Jakarta, aktual.com – Aktivis Gerakan Mahasiswa 1998, Haris Rusly Moti, mengingatkan publik dan politisi PDI Perjuangan (PDIP) tentang asal usul kebijakan kenaikan tarif Pajak Pertambahan Nilai (PPN) dari 11 persen menjadi 12 persen yang akan diberlakukan mulai 1 Januari 2025.
“Kita semua punya tanggungjawab mengingatkan para pimpinan dan politisi PDIP terkait asal usul kenaikan tarif Pajak Pertambahan Nilai (PPN) dari 11 persen menjadi 12 persen yang akan berlaku mulai 1 Januari 2025,” kata Aktivis Gerakan Mahasiswa 1998, Haris Rusly Moti, Sabtu (21/12).
Ia mengutip pesan Presiden Soekarno untuk menekankan pentingnya memahami sejarah.
“Kata Bung Karno, Jangan Sekali Kali Melupakan Sejarah (Jasmerah), kita harus selalu ingat sejarah, karena tidak ada yang ujuk ujuk, semuanya pasti ada asal usulnya,” lanjutnya.
Haris menegaskan bahwa kebijakan PPN 12 persen diatur dalam UU Nomor 7/2024 tentang Harmonisasi Peraturan Perpajakan (UU HPP) yang dibuat pada masa PDIP menjadi partai penguasa. “Kebijakan ini dibuat di era ketika PDIP menjadi ruling party, partai yang berkuasa di eksekutif dan di parlemen,” ucapnya.
Ia juga menyoroti peran penting sejumlah tokoh PDIP dalam proses legislasi tersebut. “Bukankah ketika kebijakan PPN 12 persen diketok palunya oleh DPR-RI dipimpin oleh Ketua DPR RI-nya Puan Maharani dari PDIP? Bukankah Ketua Panja UU yang menetapkan kebijakan PPN 12 persen adalah Dolfi OFP dari Fraksi PDIP?” tanyanya.

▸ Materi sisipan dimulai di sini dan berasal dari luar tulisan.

PR #4794, opened 2026-06-25
sipcapture: validate HEPv3 chunk boundaries against packet length

SABITHSAHEB:
The HEPv3 parsers (`parsing_hepv3_message`, `hepv3_message_parse`,
`hepv3_get_chunk`) take the total length straight from the packet's control
header and walk the chunk list with it, without ever checking it against the
number of bytes actually received. Each chunk header and field is then
dereferenced directly from the buffer.

A malformed HEP datagram that advertises more bytes than were received (e.g.
header says 200, only 20 arrive) makes the loop read chunks past the end of the
received data — an out-of-bounds read reachable straight from the network.

The fix adds two small helpers used at all three parse points: one rejects a
control header that claims more than was received, the other bounds-checks each
chunk (header inside the buffer, advertises at least its 6-byte header, whole
chunk fits) before it is dereferenced. It also replaces the old
`chunk_length == 0` guard. No behaviour change for well-formed packets.

Tested locally and `clang-format` clean.

### DIFF
--- a/src/modules/sipcapture/hep.c
+++ b/src/modules/sipcapture/hep.c
@@ -251,6 +251,44 @@ int hepv3_received(char *buf, unsigned int len, struct receive_info *ri)
 	return -1;
 }
 
+/*
+ * Return the advertised HEPv3 total length after checking the control header
+ * fits and does not claim more bytes than were received, so the chunk loop
+ * stays inside the datagram. Returns -1 on a malformed/oversized header.
+ */
+static int hepv3_total_length(const char *buf, unsigned int len)
+{
+	int total_length;
+
+	if(len < sizeof(hep_ctrl_t))
+		return -1;
+	total_length = ntohs(((const hep_ctrl_t *)buf)->length);
+	if((unsigned int)total_length > len)
+		return -1;
+	return total_length;
+}
+
+/*
+ * Verify the chunk at offset off is safe to read before it is cast and its
+ * fields are dereferenced: the 6-byte generic header must lie within the
+ * blen-byte buffer, it must advertise at least that header (so the loop
+ * advances), and the whole chunk must fit. Returns 0 if in bounds, -1 if not.
+ */
+static int hepv3_chunk_ok(const char *buf, unsigned int blen, unsigned int off)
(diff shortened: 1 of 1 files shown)


henningw:
Thanks. Does it replace #4792 ?

SABITHSAHEB:
Yes, this replaces #4792. It's the same HEPv3 bounds fix, reworked to be
minimal and easier to review: I dropped the per-chunk-type length table and
the fuzz harness, keeping only the checks needed to stop the out-of-bounds
read — validating the control-header length against the bytes received and
bounds-checking each chunk before it's dereferenced.

I'll close #4792 in favor of this one.

miconda:
I am merging it, but probably sipcapture module is obsolete. It was designed as a component for Homer SIP Capture server application, but, afaik, for many versions Homer has its own server application written in Go. Maybe @adubovikov can shed some light if sipcapture is still used by Homer project.

whosgonna:
@miconda @adubovikov Does the go application capture and decode TLS?  If not, then there is still a need for sipcapture.

miconda:
@whosgonna: the module mirroring to homer is siptrace. The sipcapture is the module supposed to receive mirrored traffic from siptrace and save to homer database. In other words: siptrace is homer client app and sipcapture is homer server app. Likely you use only the first one these days, unless you have very old Homer server version.

adubovikov:
> @miconda @adubovikov Does the go application capture and decode TLS? If not, then there is still a need for sipcapture.

@whosgonna 

Some people are still using the old configuration (H5) based on Kamailio/SipCapture. And yes, heplify-server or homer11 can decode TLS (HEP transport). It’s not entirely clear what you mean by “capture.” SIP over TLS? No, that’s not possible, but you can use the siptrace module for that.

whosgonna:
@adubovikov My apologies here.  As Daniel points out, i had the `sipcapture` module conflated with the `siptrace` module.

SABITHSAHEB:
Thanks for merging. Good to know about sipcapture's current status - this fix should at least help any existing deployments still using it.

PR #4795, opened 2026-06-25
pua_dialoginfo: crash correction, adding null pointer protection

fgaisnon:
#### Pre-Submission Checklist

- [x Commit message has the format required by CONTRIBUTING guide
  from source code folder

#### Type Of Change

#### Checklist:

- [x] Tested changes locally

#### Description

crash correction

### DIFF
--- a/src/modules/pua_dialoginfo/pua_dialoginfo.c
+++ b/src/modules/pua_dialoginfo/pua_dialoginfo.c
@@ -582,8 +582,10 @@ static void __dialog_sendpublish(
 	}
 
 	if(use_pubruri_avps && (refresh_pubruri_avps_flag > -1) && (request != NULL)
-			&& (request->flags
-					& (1U << (unsigned int)refresh_pubruri_avps_flag))) {
+		&& (request
+				&& request->flags
+						& (1U << (unsigned int)
+								refresh_pubruri_avps_flag))) {
 		lock_release(&dlginfo->lock);
 	}
 }


src/modules/pua_dialoginfo/pua_dialoginfo.c
```diff
@@ -582,8 +582,10 @@ static void __dialog_sendpublish(
 	}
 
 	if(use_pubruri_avps && (refresh_pubruri_avps_flag > -1) && (request != NULL)
-			&& (request->flags
-					& (1U << (unsigned int)refresh_pubruri_avps_flag))) {
+		&& (request
```
jcolp, line 585: I believe this change is redundant. Line 584 already has "request != NULL" which is equivalent to this.

abalashov: @jcolp "You're right to push back on that, this is a slop PR."

abalashov: On second thought, I withdraw my comment. This one may be redundant, but looks legit. Sorry, a lot of slop PRs coming in lately.

henningw: It looks indeed redundant. @fgaisnon Can you provide a bit more context why you believe this fixes a crash?

fgaisnon: Hi, I have checked the code where I had a crash and this condition (request != NULL) was not present.
So I am agree that this patch is now redundant.
My patched code in my production version:
if(use_pubruri_avps && (refresh_pubruri_avps_flag > -1
                || (request && request->flags & (1U<<(unsigned int)refresh_pubruri_avps_flag))))

Thanks ans sorry for the noise

henningw: Thanks, close it then.

PR #4796, opened 2026-06-26
core: strutils - fix out of bounds read in replace()

SABITHSAHEB:
### what i changed 
`replace()` in `src/core/strutils.c` uses a `\d` backreference digit straight
as an index into `pmatch[]`, but the array only has 6 entries (indices 0–5,
`SR_RE_MAX_MATCH`). A `\6`–`\9` token reads past the end of it.

The garbage `regmatch_t` that comes back gives a bad source offset and a
`size = rm_eo - rm_so` that can be negative — and a negative `size` slips
through the `j + size < result->len` check straight into `memcpy()`, where it
turns into a huge length and overflows `result->s`.

Fix just bounds the index (`digit < 6`) and rejects a negative size before the
copy. Valid backreferences behave exactly as before.

Tested with an ASan build — a `\6` replacement trips stack-buffer-overflow
before the patch, clean after. Builds fine with gcc `-Wall`, clang-format clean.

### DIFF
--- a/src/core/strutils.c
+++ b/src/core/strutils.c
@@ -768,6 +768,8 @@ int cmp_aor_str(str *s1, str *s2)
 	return cmp_aor(&uri1, &uri2);
 }
 
+#define SR_RE_MAX_MATCH 6
+
 /*! \brief Replace in replacement tokens \\d with substrings of string pointed by
  * pmatch.
  */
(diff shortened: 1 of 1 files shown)


henningw:
Thank you for the PR, it will be reviewed. In case of other findings from your side that might cause an issue for a running Kamailio service, please follow the process described here: https://www.kamailio.org/wikidocs/security/policy/ instead of directly open a PR.

SABITHSAHEB:
Thanks ,on the security process — I'll use security@kamailio.org
for any future findings of that kind. Leaving this one here for review.

src/core/strutils.c
```diff
@@ -783,9 +783,9 @@ int replace(regmatch_t *pmatch, char *string, char *replacement, str *result)
 			if(i < len - 1) {
 				if(isdigit((unsigned char)replacement[i + 1])) {
 					digit = replacement[i + 1] - '0';
-					if(pmatch[digit].rm_so != -1) {
+					if(digit < 6 && pmatch[digit].rm_so != -1) {
```
miconda: Shouldn't the condition be `digit < SR_RE_MAX_MATCH`?

SABITHSAHEB: Done — switched to SR_RE_MAX_MATCH. Moved the #define above replace() so it's
in scope, since it was defined just below the function.

abalashov:
As a code reviewer, one has the distinct sense that one is interacting with an LLM, on this and other PRs. We can do that already, if that's what we want to do.

SABITHSAHEB:
Thank you for the review and merge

Haris mempertanyakan sikap sejumlah politisi PDIP yang kini mempersoalkan kebijakan tersebut.
“Kenapa sejumlah politisi PDIP jadi miopi, rabun sejarah, penglihatannya seakan buram, tampil seakan pahlawan di malam gulita, memprovokasi dan mempersoalkan bahkan meminta Presiden Prabowo membatalkan kebijakan PPN 12 persen?” katanya.
Menurut Haris, Presiden Prabowo hanya menjalankan perintah UU yang telah diputuskan oleh mayoritas fraksi di DPR-RI. “Justru Presiden Prabowo yang telah disumpah untuk menjalankan UU yang harus pasang badan menjalankan kebijakan yang dibuat di era PDIP sebagai ruling party,” ucapnya.
Namun, ia mengapresiasi langkah Presiden Prabowo yang berupaya merevisi kebijakan tersebut agar tidak membebani rakyat kecil. “Prabowo memutuskan agar PPN 12 persen hanya berlaku untuk produk barang mewah,” jelas Haris.
Haris menegaskan bahwa tanggung jawab terkait kebijakan PPN 12 persen seharusnya ada pada PDIP sebagai ruling party saat UU tersebut dibahas dan disahkan.
“Jika ditanya siapa yang bertanggungjawab terkait kebijakan PPN 12 persen? Menurut saya, yang bertanggungjawab terkait kebijan PPN 12 persen adalah PDI Perjuangan!! Mestinya di saat UU yang mengatur PPN 12 persen di bahas, PDIP sebagai ruling party tampil mematalkan di sahkan dan berlakunya UU ini,” tegasnya.
Di akhir pernyataannya, Haris kembali mengingatkan para politisi PDIP untuk tidak melupakan sejarah. “Kepada pimpinan dan politisi PDIP, ingat dan camkan kata Bung Karno; Jasmerah, jangan sekali kali melupakan sejarah,” pungkasnya.